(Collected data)
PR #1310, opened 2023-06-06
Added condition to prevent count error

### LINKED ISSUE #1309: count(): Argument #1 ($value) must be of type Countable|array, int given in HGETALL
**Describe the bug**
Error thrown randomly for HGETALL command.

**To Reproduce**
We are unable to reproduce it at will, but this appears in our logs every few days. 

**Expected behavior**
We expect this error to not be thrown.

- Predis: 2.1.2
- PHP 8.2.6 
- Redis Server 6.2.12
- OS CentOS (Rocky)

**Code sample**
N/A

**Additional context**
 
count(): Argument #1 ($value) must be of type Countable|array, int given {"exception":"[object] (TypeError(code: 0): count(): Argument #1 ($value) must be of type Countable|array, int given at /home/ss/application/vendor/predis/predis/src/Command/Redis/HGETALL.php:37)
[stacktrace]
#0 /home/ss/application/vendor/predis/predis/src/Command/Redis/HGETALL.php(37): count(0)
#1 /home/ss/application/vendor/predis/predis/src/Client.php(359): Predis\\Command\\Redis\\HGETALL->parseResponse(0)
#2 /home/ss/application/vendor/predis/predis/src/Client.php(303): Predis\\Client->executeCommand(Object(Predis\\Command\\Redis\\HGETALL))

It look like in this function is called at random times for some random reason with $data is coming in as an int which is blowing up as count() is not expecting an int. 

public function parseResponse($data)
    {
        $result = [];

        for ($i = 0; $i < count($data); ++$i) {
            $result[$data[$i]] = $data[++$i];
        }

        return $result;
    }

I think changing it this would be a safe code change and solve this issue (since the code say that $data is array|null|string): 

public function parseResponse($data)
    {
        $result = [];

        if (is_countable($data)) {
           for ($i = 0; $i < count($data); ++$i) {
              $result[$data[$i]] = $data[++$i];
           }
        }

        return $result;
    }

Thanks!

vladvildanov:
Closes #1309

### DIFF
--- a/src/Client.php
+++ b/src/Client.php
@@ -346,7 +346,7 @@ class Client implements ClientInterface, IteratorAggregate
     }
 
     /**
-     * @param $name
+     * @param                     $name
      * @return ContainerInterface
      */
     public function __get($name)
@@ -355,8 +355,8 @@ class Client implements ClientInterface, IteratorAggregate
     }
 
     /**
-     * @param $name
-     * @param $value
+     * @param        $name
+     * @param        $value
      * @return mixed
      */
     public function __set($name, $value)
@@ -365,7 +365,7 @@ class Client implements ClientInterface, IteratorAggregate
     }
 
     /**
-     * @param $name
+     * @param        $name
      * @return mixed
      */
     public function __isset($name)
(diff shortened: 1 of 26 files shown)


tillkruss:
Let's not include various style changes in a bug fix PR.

* * *

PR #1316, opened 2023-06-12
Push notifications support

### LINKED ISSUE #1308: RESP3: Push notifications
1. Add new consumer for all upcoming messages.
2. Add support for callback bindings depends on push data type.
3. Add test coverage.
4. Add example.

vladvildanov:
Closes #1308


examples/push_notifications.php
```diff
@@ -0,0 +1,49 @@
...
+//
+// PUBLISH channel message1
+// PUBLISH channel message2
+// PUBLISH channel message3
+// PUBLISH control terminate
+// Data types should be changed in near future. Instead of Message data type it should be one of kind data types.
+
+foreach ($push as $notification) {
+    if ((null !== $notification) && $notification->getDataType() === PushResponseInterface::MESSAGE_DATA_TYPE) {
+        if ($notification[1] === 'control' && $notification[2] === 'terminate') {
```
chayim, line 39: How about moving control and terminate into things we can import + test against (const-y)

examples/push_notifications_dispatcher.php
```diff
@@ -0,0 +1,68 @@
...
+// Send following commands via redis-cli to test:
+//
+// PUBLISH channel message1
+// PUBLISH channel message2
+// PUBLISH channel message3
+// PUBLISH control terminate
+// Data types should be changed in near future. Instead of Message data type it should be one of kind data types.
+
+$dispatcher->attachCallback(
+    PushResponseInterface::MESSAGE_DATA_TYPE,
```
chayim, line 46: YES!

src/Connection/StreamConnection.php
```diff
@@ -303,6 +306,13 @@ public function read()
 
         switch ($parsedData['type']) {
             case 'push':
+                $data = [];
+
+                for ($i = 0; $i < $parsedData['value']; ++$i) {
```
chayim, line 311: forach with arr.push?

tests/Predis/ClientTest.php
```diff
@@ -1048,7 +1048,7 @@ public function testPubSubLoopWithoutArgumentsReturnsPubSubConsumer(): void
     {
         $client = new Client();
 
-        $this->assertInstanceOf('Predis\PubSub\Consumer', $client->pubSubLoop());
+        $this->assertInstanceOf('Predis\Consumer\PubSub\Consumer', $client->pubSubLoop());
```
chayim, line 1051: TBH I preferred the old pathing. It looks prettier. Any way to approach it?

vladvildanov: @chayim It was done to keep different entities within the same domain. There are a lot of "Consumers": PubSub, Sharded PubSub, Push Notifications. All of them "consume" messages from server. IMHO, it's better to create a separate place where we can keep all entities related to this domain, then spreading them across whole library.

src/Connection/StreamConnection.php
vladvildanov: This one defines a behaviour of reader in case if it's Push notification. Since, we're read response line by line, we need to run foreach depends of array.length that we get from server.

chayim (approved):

*ASSIGNMENT*. From the entries above, give again exactly the lines running from the line with "PR #1310, opened 2023-06-06" to the line with "We are unable"; include both of those lines.

*REPLY*.
PR #1310, opened 2023-06-06
Added condition to prevent count error

### LINKED ISSUE #1309: count(): Argument #1 ($value) must be of type Countable|array, int given in HGETALL
**Describe the bug**
Error thrown randomly for HGETALL command.

**To Reproduce**
We are unable to reproduce it at will, but this appears in our logs every few days. 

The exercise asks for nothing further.